** Assigned task **
Word for word, retype each record shown below.

** Data provided **
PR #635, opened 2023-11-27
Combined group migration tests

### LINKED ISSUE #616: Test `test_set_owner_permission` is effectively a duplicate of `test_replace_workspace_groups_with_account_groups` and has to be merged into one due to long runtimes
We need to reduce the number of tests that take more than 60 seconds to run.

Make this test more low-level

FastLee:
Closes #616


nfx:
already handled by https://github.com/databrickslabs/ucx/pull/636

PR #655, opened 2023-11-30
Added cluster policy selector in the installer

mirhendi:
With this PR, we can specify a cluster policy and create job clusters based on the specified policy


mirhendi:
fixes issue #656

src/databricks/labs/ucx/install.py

** Your solution **
PR #635, opened 2023-11-27
Combined group migration tests

### LINKED ISSUE #616: Test `test_set_owner_permission` is effectively a duplicate of `test_replace_workspace_groups_with_account_groups` and has to be merged into one due to long runtimes
We need to reduce the number of tests that take more than 60 seconds to run.

Make this test more low-level

FastLee:
Closes #616


nfx:
already handled by https://github.com/databrickslabs/ucx/pull/636

PR #655, opened 2023-11-30
Added cluster policy selector in the installer

mirhendi:
With this PR, we can specify a cluster policy and create job clusters based on the specified policy


mirhendi:
fixes issue #656

src/databricks/labs/ucx/install.py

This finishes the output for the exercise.